* **EXERCISE INSTRUCTIONS**
Look below. Copy each line that has "should" in it.

=== Section Start ===

PR #2977, opened 2024-11-30
Move analytics to Gradle scripts and minor cleanup

ahmedre:


ahmedre:
`:app:dependencies` runs with `--configuration madaniReleaseRuntimeClasspath`, which is why this now shows Firebase dependencies, since we don't pass the `disableFirebase` or the `disableCrashlytics`.

PR #3025, opened 2024-12-16
Fix layout direction of the toolbar in RTL

ahmedre:


ahmedre:
cc @khaledkhaled0909

Screenshot_20241217_001058

PR #3036, opened 2024-12-28
Fix audio settings button missing on some devices

ahmedre:
This patch fixes the audio settings button going missing on some devices
(devices with width of 320dp, for example). It sets a width per button
to ensure that everything fits, and assigns weight of 1 to each so that
the buttons can have more space if the space available is more.


ahmedre:
before (Nexus S emulator in portrait)
no_settings_bug

after (Nexus S emulator in portrait)
Screenshot_20241228_234253

after (Nexus S emulator in landscape)
Screenshot_20241228_234347

after (Pixel 9 Pro emulator in landscape)
Screenshot_20241228_234219

Issue #3122, opened 2025-03-25
Bug: Arabic language is reset on rotation and activity change


Raviu56:
When  Arabic language is selected as the app language, it's is reset on rotation and activity change if the Android language settings is not Arabic -  English for example, the app language is set to language until it's closed and open again.

hithamalbasheir:
Just checked your issue, and managed to reproduce it on Android 11

Just to make sure we're on the same page, this is your issue, right?

[https://imgur.com/a/TWaU4qC](Bug reproduce video)

hithamalbasheir:
I'll be picking this up @ahmedre

ahmedre:
one thing that worked well for me in another app was:

```kotlin
  override fun attachBaseContext(newBase: Context) {
    val configuration = Configuration().apply {
      // workaround platform bug pre api 26
      fontScale = 0f
      setLocale(LocaleUtils.getLocale())
    }
    super.attachBaseContext(newBase.createConfigurationContext(configuration))
  }
```

perhaps consider that in the `PagerActivity` class.

hithamalbasheir:
Yep, I think they're related
Thanks for the suggestion, Ahmed!
I'll start working on it and keep you updated, @Raviu56

PR #3190, opened 2025-05-25
Implement app specific language preferences

### LINKED ISSUE #3187: Arabic numbers are showing instead of indian when the language is set to Arabic after upgrading to Android 16 QPR1
Between aya it should be showing indian numbers, even the page number, at least that was the case for me before I updated to Android 16.

Note that the app is set to Arabic for me.

Image

ahmedre:
This also fixes #3187 by switching the locale from simply "ar" to also
passing in a country code, which fixes numbers on Android 16 betas.


ahmedre:
This should also fix #3122.

PR #3201, opened 2025-06-01
Support day mode on the Quran index screen

ahmedre:


ahmedre:
Screenshot_20250601_201817
Screenshot_20250601_201825

ahmedre:
still need some work on some of the dialogs (jump, tag edit) and then for the other screens, but generally working al7amdulillah. additional work will go into future PRs in sha' Allah.

PR #3206, opened 2025-06-03
Improve edge to edge for QuranActivity

ahmedre:
Make the list scroll underneath the bottom bar and pad at the bottom.


OsakaRider:
Thank you for making the nav bar transparent, more devs need to focus on this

=== Section End ===

* **OUTPUT FOR THIS TASK**
Between aya it should be showing indian numbers, even the page number, at least that was the case for me before I updated to Android 16.
This should also fix #3122.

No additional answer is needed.